# community tank ?



## phishy (May 27, 2005)

I have a community 29 gal tank with mostly tetras and a male betta,could I put a female betta in the same tank?


----------



## osteoporoosi (Jan 27, 2005)

Humm.. 29gallons sounds a bit too small, but if your betta is non-aggressive and the tank is heavily planted it might work. But the best would be add 2-3 females, so the male wouldn't stress one female out if they start spawning.


----------



## aaa (Jan 19, 2005)

osteoporoosi said:


> Humm.. 29gallons sounds a bit too small, but if your betta is non-aggressive and the tank is heavily planted it might work. But the best would be add 2-3 females, so the male wouldn't stress one female out if they start spawning.

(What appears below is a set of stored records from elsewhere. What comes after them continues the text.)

PR #4678, opened 2022-04-25
Sidebar scrollbar-width: thin

Andreas-Kainz:
The sidebar isn't a main navigation area,
so the width of the scrollbar should be thin.

In addition the width of the sidebar is "limited"
so an large scrollbar didn't help that much

Change-Id: I8a8ab9ca7866004c8e581c5bbe88125830e2ba7b

### DIFF
--- a/browser/css/cool.css
+++ b/browser/css/cool.css
@@ -199,7 +199,7 @@ nav.spreadsheet-color-indicator ~ #sidebar-dock-wrapper {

if the male and the females are sibling and have not been seperated before, then it is ok. if not, here is a great 3/4 way battle for you to watch. female and male are both aggressive and will fight for the pack order.


----------



## Imbrium (Feb 7, 2005)

I wouldn't. If it's a heavily planted tank with lots of hiding places, you might be able to do it, but they also might just kill each other. To me it's not worth the risk.


----------



## phishy (May 27, 2005)

Thanks, it is very happy right now I think I will leave it alone


----------



## mlefev (Apr 19, 2005)

Probably a good idea...lol my last betta was so aggressive he'd head-butt the side of the tank to attack his reflection. If I put my finger in the water he'd attack it too. I think he mistook himself for a pirannah


----------